Toute la difficulté bien sûr se situe au niveau des entreprises à cheval entre le haut et le bas. Elles ont des membres qui devraient tomber dans la catégorie “des pros” et d’autres dans celle des “particuliers” : espérons que la puissance publique trouvera des critères simples et pertinents pour les distinguer.

Des perceuses et des hommes

Sur la gauche de la matrice, vous retrouvez les entreprises qui ne s’occupent que de biens matériels, comme voiture, maison, la perceuse ou des objets fabriqués par des membres (Etsy/A little Market). A droite vous retrouvez les sites où ce sont des personnes qui peuvent proposer leurs services.

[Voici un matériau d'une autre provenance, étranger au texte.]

PR #19, opened 2022-01-12
Create minideb docker image

danielcooperxyz:
## Summary
A new docker file that builds and image using pre-compiled binaries.
- [x] Create dockerfile that uses minideb and precompiled binary
- [x] Modify the workflow to build docker after compiling the binary

## Motivation
Our docker builds are very slow, so we are considering a replacement with a simpler build that downloads pre-compiled artefacts.

## Describe alternatives you've considered
- ☑️ Docker build time and rust compilation optimisations
- ☑️ Caching for rust compilation

## Additional context
  ```
▶ docker run -it --rm vitalam-node:minideb          11:30:31
2022-01-12 11:30:36 VITALam Node    
2022-01-12 11:30:36 ✌️  version 2.5.1-7b7d8d4-x86_64-linux-gnu    
2022-01-12 11:30:36 ❤️  by Digital Catapult <https://www.digicatapult.org.uk>, 2020-2022    
2022-01-12 11:30:36 📋 Chain specification: VITALam    
2022-01-12 11:30:36 🏷 Node name: gifted-earth-7985    
2022-01-12 11:30:36 👤 Role: FULL    
2022-01-12 11:30:36 💾 Database: RocksDb at /root/.local/share/vitalam-node/chains/vitalam/db    
2022-01-12 11:30:36 ⛓  Native runtime: vitalam-node-201 (vitalam-node-1.tx1.au1)    
2022-01-12 11:30:36 🔨 Initializing Genesis block/state (state: 0xf6e9…35fc, header-hash: 0xc80e…dcc5)    
2022-01-12 11:30:36 👴 Loading GRANDPA authority set from genesis on what appears to be first startup.    
2022-01-12 11:30:36 ⏱  Loaded block-time = 6000 milliseconds from genesis on first-launch    
2022-01-12 11:30:36 🏷 Local node identity is: 12D3KooWJhzDQeWzRrRDZMZ9f5NtQgPFXptfhZuYj6Kd9g8786Ji    
2022-01-12 11:30:36 📦 Highest known block at #0    
2022-01-12 11:30:36 〽️ Prometheus server started at 127.0.0.1:9615    
2022-01-12 11:30:36 Listening for new connections on 127.0.0.1:9944.    
2022-01-12 11:30:41 💤 Idle (0 peers), best: #0 (0xc80e…dcc5), finalized #0 (0xc80e…dcc5), ⬇ 0 ⬆ 0    
2022-01-12 11:30:46 💤 Idle (0 peers), best: #0 (0xc80e…dcc5), finalized #0 (0xc80e…dcc5), ⬇ 0 ⬆ 0  
```

### DIFF
--- a/Dockerfile
+++ b/Dockerfile
@@ -1,51 +1,27 @@
-# syntax=docker/dockerfile:1.2
+FROM bitnami/minideb:bullseye AS setup
 
-# build base that sets up common dependencies of the build
-FROM rust:alpine as build-base
+RUN apt-get update && apt-get install -y \
+  curl
+  #libgcc
+  # libstdc++
 
-RUN apk add --no-cache \
-  clang clang-dev clang-libs pkgconfig bearssl-dev git \
-  gcc make g++ linux-headers protobuf protobuf-dev musl-dev
+RUN mkdir /tmp/vitalam-node/
+WORKDIR /tmp/vitalam-node/
 
-RUN set -ex; \
-  wget https://github.com/gruntwork-io/fetch/releases/download/v0.4.2/fetch_linux_amd64 -P /; \
-  mv /fetch_linux_amd64 /fetch; \
-  chmod +x /fetch; \
-  /fetch --repo="https://github.com/mozilla/sccache" --tag="~>0.2.15" --release-asset="^sccache-v[0-9.]*-x86_64-unknown-linux-musl.tar.gz$" /; \
-  tar -xvf /sccache-v*-x86_64-unknown-linux-musl.tar.gz -C /; \
-  mv /sccache-v*-x86_64-unknown-linux-musl/sccache /sccache; \
-  rm -rf /sccache-v*-x86_64-unknown-linux-musl /sccache-v*-x86_64-unknown-linux-musl.tar.gz /fetch; \
-  chmod +x /sccache;
+RUN curl -L https://github.com/gruntwork-io/fetch/releases/download/v0.4.2/fetch_linux_amd64 --output ./fetch && chmod +x ./fetch
 
-WORKDIR /build
-ARG RUST_TOOLCHAIN=nightly-2021-11-09
-RUN rustup install $RUST_TOOLCHAIN && \
-  rustup target add wasm32-unknown-unknown --toolchain $RUST_TOOLCHAIN
+RUN ./fetch --repo="https://github.com/digicatapult/vitalam-node" --tag="v2.5.1" --release-asset="vitalam-node-v2.5.1-x86_64-unknown-linux-gnu.tar.gz" ./ \
+  && tar -xzf ./vitalam-node-v2.5.1-x86_64-unknown-linux-gnu.tar.gz 
 
-FROM build-base as build
+FROM bitnami/minideb:bullseye AS runtime
 
-COPY . .
-
-RUN --mount=type=cache,mode=0755,id=sccache,target=/cache \
-    --mount=type=tmpfs,target=/build/target \
-    PROTOC=$(which protoc) \
-    PROTOC_INCLUDE=/usr/include \
-    RUSTFLAGS=-Ctarget-feature=-crt-static \
-    RUSTC_WRAPPER=/sccache \
-    SCCACHE_DIR=/cache \
-    SCCACHE_IDLE_TIMEOUT=0 \
-    cargo build --release && \
-    cp /build/target/release/vitalam-node /vitalam-node
-
-# build the runtime image that will actually contain the final built executable
-
-FROM alpine:3.12 AS runtime
-
-RUN apk update
-RUN apk add libgcc libstdc++
+RUN apt-get update \
+  && apt-get install -y \
+  build-essential \
+  libgcc-10-dev
 
 RUN mkdir /vitalam-node /data
-COPY --from=build /vitalam-node /vitalam-node
+COPY --from=setup /tmp/vitalam-node /vitalam-node/
 
 WORKDIR /vitalam-node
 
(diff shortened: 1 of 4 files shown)

### CODE REVIEW

File: Dockerfile [hunk 1]
```diff
@@ -1,56 +1,32 @@
...
-# build the runtime image that will actually contain the final built executable
-
-FROM alpine:3.12 AS runtime
-
-RUN apk update
-RUN apk add libgcc libstdc++
+RUN apt-get update \
+  && apt-get install -y \
+  build-essential \
+  libgcc-10-dev
```
mattdean-digicatapult, line 21: This seems like a lot for the runtime image. `build-essential` especially is a pretty meaty meta-dependency. What here to we actually need?

Dockerfile
```diff
@@ -1,56 +1,32 @@
-# syntax=docker/dockerfile:1.2
+FROM bitnami/minideb:bullseye AS setup
 
-# build base that sets up common dependencies of the build
-FROM rust:alpine as build-base
+RUN apt-get update && apt-get install -y \
```
mattdean-digicatapult, line 3: I think you should probably use `install-packages` (https://github.com/bitnami/minideb#why-use-minideb) for this to prevent excess metadata appearing in the docker images

Dockerfile
```diff
@@ -1,56 +1,32 @@
...
+  curl
+  #libgcc
+  # libstdc++
 
-RUN apk add --no-cache \
-  clang clang-dev clang-libs pkgconfig bearssl-dev git \
-  gcc make g++ linux-headers protobuf protobuf-dev musl-dev
+RUN mkdir /tmp/vitalam-node/
```
mattdean-digicatapult, line 8: I don't think you need a `mkdir` if you're then going to to a `WORKDIR`. It'll happen automatically I think

Dockerfile
```diff
@@ -1,56 +1,32 @@
...
-  mv /sccache-v*-x86_64-unknown-linux-musl/sccache /sccache; \
-  rm -rf /sccache-v*-x86_64-unknown-linux-musl /sccache-v*-x86_64-unknown-linux-musl.tar.gz /fetch; \
-  chmod +x /sccache;
+RUN curl -L https://github.com/gruntwork-io/fetch/releases/download/v0.4.2/fetch_linux_amd64 --output ./fetch && chmod +x ./fetch
 
-WORKDIR /build
-ARG RUST_TOOLCHAIN=nightly-2021-11-09
-RUN rustup install $RUST_TOOLCHAIN && \
-  rustup target add wasm32-unknown-unknown --toolchain $RUST_TOOLCHAIN
+RUN ./fetch --repo="https://github.com/digicatapult/vitalam-node" --tag="v2.5.1" --release-asset="vitalam-node-v2.5.1-x86_64-unknown-linux-gnu.tar.gz" ./ \
```
mattdean-digicatapult, line 13: Need a build-arg for the tag here. Release asset can also contain a wildcard I believe so you don't have to be specific there

mattdean-digicatapult (changes requested):

Dockerfile
danielcooperxyz: I've added the standard build arg env type situation. Please let me know if there is anything additional required.

Dockerfile
```diff
@@ -1,26 +1,22 @@
...
+RUN install_packages curl ca-certificates
 
-RUN mkdir /tmp/vitalam-node/
 WORKDIR /tmp/vitalam-node/
 
 RUN curl -L https://github.com/gruntwork-io/fetch/releases/download/v0.4.2/fetch_linux_amd64 --output ./fetch && chmod +x ./fetch
 
-RUN ./fetch --repo="https://github.com/digicatapult/vitalam-node" --tag="v2.5.1" --release-asset="vitalam-node-v2.5.1-x86_64-unknown-linux-gnu.tar.gz" ./ \
-  && tar -xzf ./vitalam-node-v2.5.1-x86_64-unknown-linux-gnu.tar.gz 
+ARG VITALAM_VERSION
```
mattdean-digicatapult, line 9: I'm not sure if this is a good idea but it might be sensible to provide a default of `latest` here. It'll make it easier for someone cloning the repo to build the docker image. That will require the use of a wildcard for the asset in the fetch call below. What do you think @dblane-digicatapult ?

danielcooperxyz:
```
 => ERROR [setup 5/5] RUN ./fetch --repo="https://github.com/digicatapult/vitalam-node" --tag="latest" --release-asse  0.9s
------
 > [setup 5/5] RUN ./fetch --repo="https://github.com/digicatapult/vitalam-node" --tag="latest" --release-asset="vitalam-node-latest-x86_64-unknown-linux-gnu.tar.gz" ./   && tar -xzf ./vitalam-node-latest-x86_64-unknown-linux-gnu.tar.gz:
#10 0.865 [fetch] time="2022-01-12T16:13:17Z" level=error msg="Could not find assets matching vitalam-node-latest-x86_64-unknown-linux-gnu.tar.gz in release latest\n"
------
```

mattdean-digicatapult: So you can use a regex for `--release-asset` (https://github.com/gruntwork-io/fetch#general-usage)

Dockerfile
```diff
@@ -1,56 +1,29 @@
...
 
 WORKDIR /vitalam-node
 
-CMD /vitalam-node/vitalam-node
+ENTRYPOINT [ "/vitalam-node/vitalam-node" ]
 
 EXPOSE 30333 9933 9944
 
-# docker run -it --rm -h node-0 -e IDENTITY=dev -e WS=true -p 30333:30333 -p 9944:9944 -p 9933:9933 vitalam-substrate-node ./run.sh
+#docker run -it --rm -h node-0 -e IDENTITY=dev -e WS=true -p 30333:30333 -p 9944:9944 -p 9933:9933 vitalam-substrate-node ./run.sh
```
mattdean-digicatapult, line 29: This comment is now spurious so can be removed.

mattdean-digicatapult (changes requested):
I tiny change and then I think we're good

mattdean-digicatapult:
@danielcooperxyz @dblane-digicatapult I've just looked and this will break the release workflow as unfortunately the docker build runs before the release build. Is this worth fixing in this PR?

mattdean-digicatapult (approved):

Entre les deux, on retrouve sans surprise Uber d’une part et Blablacar d’autre part, car à chaque fois il y a à la fois une voiture et une personne derrière le volant de celle-ci.

Si une entreprise est dans la partie gauche, on peut déjà évacuer les questions qui ont le plus agité les médias : celles autour du droit du travail. En effet, il n’y a pas d’enjeux de surexploitation des perceuses louées entre voisins ou des maisons échangées.

En revanche, si une entreprise est dans la partie de droite, la puissance publique a bien raison de se poser des questions sur la cohabitation entre droit du travail et prestations offertes sur de tels sites de l’économie collaborative. Pour les entreprises “à cheval” entre la gauche et la droite, il me semblerait pertinent de se concentrer sur celles du haut, comme Uber car la personne peut en faire son activité à plein temps, et non celles du bas, comme Blablacar dont les membres sont par nature des amateurs et n’ont pas une pratique du site leur permettant d’en vivre.

Alors, vous pensez que cette matrice peut aider Pascal Terrasse ?

Article initialement publié sur LinkedIn le 1er février 2016.